The response must contain every line from the records below that has "always".

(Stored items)
§
Issue #859, opened 2026-04-14
32f_log2_32f_neon QA flaky in Ubuntu 25.10 arm g++14 CI


marcusmueller:
[qa_volk_32f_log2_32f](https://github.com/gnuradio/volk/actions/runs/24390320633/job/71234356978?pr=858#step:7:664)

```
43: Test command: /usr/bin/sh "/home/runner/work/volk/volk/build/lib/volk_32f_log2_32f_test.sh" "/home/runner/work/volk/volk/build/lib"
43: Working Directory: /home/runner/work/volk/volk/build/lib
43: Test timeout computed to be: 10000000
43: 
43: RUN_VOLK_TESTS: volk_32f_log2_32f(vlen=131071, iter=1, tol=5e-06)
43: arch                       |           time |     throughput |  speedup |    max_abs |
43: ---------------------------+----------------+----------------+----------+------------+
43: generic                    |        0.86 ms |    1225.2 MB/s |        - |          - |
43: neon                       |        0.17 ms |    6085.6 MB/s |    4.97x |    5.0e-06 |
43: neonv8                     |        0.16 ms |    6358.1 MB/s |    5.19x |    4.1e-06 | *
43: Best aligned arch          | neonv8 (5.19x)
43: Best unaligned arch        | neonv8 (5.19x)
43: 
43: volk_32f_log2_32f: fail on arch neon
43:   index |        in0 |   expected |     actual |   rel_err |       tol
43: --------+------------+------------+------------+-----------+----------
43:  125098 |     0.2499 |    -2.0004 |    -2.0004 |   2.5e-06 |   5.0e-06
43: ----------------------------------------------------------------------------------------
 43/196 Test  #43: qa_volk_32f_log2_32f ....................................................................................................................***Failed    1.98 se
```

marcusmueller:
(note that this issue is **not** that the test is *wrong*. I just think it should always be failing this kernel, if at all.)

marcusmueller:
(also note: volk_neon_intrinsics.h claims of _vlog2_poly_neonv8 that accuracy is no worse than `~1.55e6`, which would indicate this failure should not happen, the rest of the kernel is integer math. So, either the comment is wrong, the polynomial coefficients are wrong, or something else is wrong here.)

marcusmueller:
random thoughts:

[...]

PR #860, opened 2026-04-14
qa_utils: print errors with enough precision to represent tolerance

marcusmueller:
Issues like #859 highlight that we're not seeing the numerical values to a precision good enough to debug. Change that.

### DIFF
--- a/lib/qa_utils.cc
+++ b/lib/qa_utils.cc
@@ -9,6 +9,7 @@
  */
 
 #include "qa_utils.h"
+#include <fmt/ranges.h>
 #include <volk/volk.h>
 
 #include <volk/volk.h>        // for volk_func_desc_t
@@ -18,6 +19,8 @@
 #include <stdint.h>    // for uint16_t, uint64_t
 #include <sys/time.h>  // for CLOCKS_PER_SEC
 #include <sys/types.h> // for int16_t, int32_t
+#include <algorithm>
+#include <array>
 #include <chrono>
 #include <cmath>    // for sqrt, fabs, abs
 #include <cstring>  // for memcpy, memset
@@ -26,9 +29,11 @@
 #include <limits>   // for numeric_limits
 #include <map>      // for map, map<>::mappe...
 #include <random>
+#include <tuple>
 #include <vector> // for vector, _Bit_refe...
 
-#include <fmt/core.h>
+#include <fmt/format.h>
+#include <fmt/ranges.h>
 
 // Warmup time for CPU frequency scaling (ms)
 static double g_warmup_ms = 2000.0;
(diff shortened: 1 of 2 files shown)


lib/qa_utils.cc
```diff
@@ -26,9 +29,11 @@
 #include <limits>   // for numeric_limits
 #include <map>      // for map, map<>::mappe...
 #include <random>
+#include <tuple>
 #include <vector> // for vector, _Bit_refe...
 
-#include <fmt/core.h>
+#include <fmt/format.h>
+#include <fmt/ranges.h>
```
jdemel: This is a double include. I suggest to remove the empty lines between includes, let clang-format do the sorting and automatically remove duplicates =D

lib/qa_utils.cc
```diff
@@ -617,23 +650,34 @@ void print_error_table(const std::vector<unsigned int>& fail_indices,
                        float tol,
                        int max_errors = 10)
 {
+    constexpr std::array<const char*, 5> columns{
```
jdemel, line 676: Are we able to use `std::string_view` in place of `char*` here?

lib/qa_utils.cc
```diff
@@ -606,6 +611,34 @@ bool icompare(t* expected,
...
+    if (tol >= 1.0f) {
+        /* |tolerance| > 1 : you get no courtesy digit after the dot */
+        return { tol_length, 0 };
+    }
+    const float log10 = std::log10(tol);
+    return { tol_length,
+             std::min<unsigned int>(tol_length - dot_length, -std::floor(log10)) };
+}
+template <class T>
+unsigned int max_col_length(const T& columns)
```
jdemel: could you add a new line between functions? =D

could you rename the function to `max_column_width`? That's what is essentially computed, correct?

lib/qa_utils.cc
```diff
@@ -617,23 +650,34 @@ void print_error_table(const std::vector<unsigned int>& fail_indices,
                        float tol,
                        int max_errors = 10)
 {
+    constexpr std::array<const char*, 5> columns{
+        "index", "expected", "actual", "rel_err", "tol"
+    };
+    unsigned int index_len = fmt::formatted_size("{}", columns[0]) + 1;
+    unsigned int col_len = max_col_length(columns);
+    /* choose enough digits to represent tolerance */
+    const auto prec_tup = tol_precision(tol, col_len);
```
jdemel: I suggest to use structured binding here. Something like:
```suggestion
    const auto [tol_length, value_prec] = tol_precision(tol, col_len);
```
This would improve readability here a lot. I was looking for the exact meaning of these variables for a while.

lib/qa_utils.cc
```diff
@@ -617,23 +650,34 @@ void print_error_table(const std::vector<unsigned int>& fail_indices,
...
+    fmt::print("{}::{}\n", std::get<0>(prec_tup), std::get<1>(prec_tup));
+    col_len = std::max(col_len + 1, std::get<0>(prec_tup));
+    unsigned int val_prec = std::get<1>(prec_tup);
+
     if (fail_indices.empty())
         return;
```
jdemel: Could you do me a favor and add curly braces here?

jdemel (commented):
Thanks a lot. Only very minor comments.

lib/qa_utils.cc
marcusmueller: No; `std::string_view` never holds the data itself, and we need something to actually store these `"index"` and so on. We could have a `std::array<std::string,5>` instead, but that would not improve the code – these are compile-time constant const, zero-terminated strings, so the compiler always knows how long they are, and they can never be modified.

`constexpr std::string(…)` only starts to exist with C++20 std lib, so converting to `std::string would mean `columns`  can no longer be `constexpr`, and then compile format checks and -compilation no longer works.

lib/qa_utils.cc
marcusmueller: looking at the fact I returned a tuple there, I'm almost convinced that was my original intent. Huh! Done.

lib/qa_utils.cc
marcusmueller: sure, but only if I get to do that consistently (OK, I `clang-tidy-20 -p ./build/ --fix --format-style=file --checks readability-braces\* lib/qa_utils.cc` for that and didn't do it myself.)

lib/qa_utils.cc
marcusmueller: good call.

lib/qa_utils.cc
jdemel: Interestingly, `std::string_view` would work in a constexpr context: https://stackoverflow.com/a/77358740

Anyways, resolving this comment. Can be deferred to a different PR.

jdemel (approved):
LGTM.

Thanks for working on this PR!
§
OUTPUT OF THE TASK →
(note that this issue is **not** that the test is *wrong*. I just think it should always be failing this kernel, if at all.)
marcusmueller: No; `std::string_view` never holds the data itself, and we need something to actually store these `"index"` and so on. We could have a `std::array<std::string,5>` instead, but that would not improve the code – these are compile-time constant const, zero-terminated strings, so the compiler always knows how long they are, and they can never be modified.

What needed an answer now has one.